Why use Relational Databases

Overview

Teaching: 10 min
Exercises: 0 min
Questions
  • What are Relational Databases?

  • Why use Relational Databases?

Objectives
  • Introduce the concept of Relational Databases.

Relational Databases

Relational Databases are collections of tabular data that relate to one another. Relational Databases are often manipulated and queried through a language called SQL or structured query language. In science there are many specialized databases and database like systems providing powerful capabilities to access and understand large datasets.

Lets start with a simple example, say, keeping a record of appointments for a medical clinic.
You want to record when and where the appointments were, details about patients, their name, address, phone number, etc., and details about the doctors being seen.

You could start keeping a table like this:

Appointments tables v1

What are your first thoughts about the problems with such a design?

For one thing, when we start getting repeat appointments…

Appointments tables v2

…we start gathering a lot of redundant repeated data (imagine if we were recording even more information about doctors and patients!). Over time, this would mean a much larger table than is necessary and a lot of wasted storage space.

Another problem is that if a patient needs to update a detail, say new address, you’d have to find and replace every copy. Or what if we needed to add a new column of patient information?

This solution is not really scalable or maintainable.

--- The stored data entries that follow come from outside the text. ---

PR #1913, opened 2021-07-19
Minor refactor to gfx D3D12 implementation.

csyonghe:
- Allow more flexible collection of shader stages in a shader program.
- Add `createRayTracingPipelineState` public interface. (no implementation).
- Fix a bug in vulkan initialization that causes a crash when vulkan is not available.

So, we could use a design more like this:

Appointments tables v3

Having separate tables for doctors and patients allows us to have a single record for any individual, which can be updated as required. A source of truth and no more redundancy. It’s a much neater design. However, what happens if we want to ask questions like “What’s the phone number of everyone that has an appointment with Dr Doctor on the 13th?” Answering such a question now involves looking up information from multiple tables.

Ideally we’d need a system that understood the relationships between the tables and could quickly and easily put information together and answer any questions (‘queries’) like that example. This is what a Relational Database system provides.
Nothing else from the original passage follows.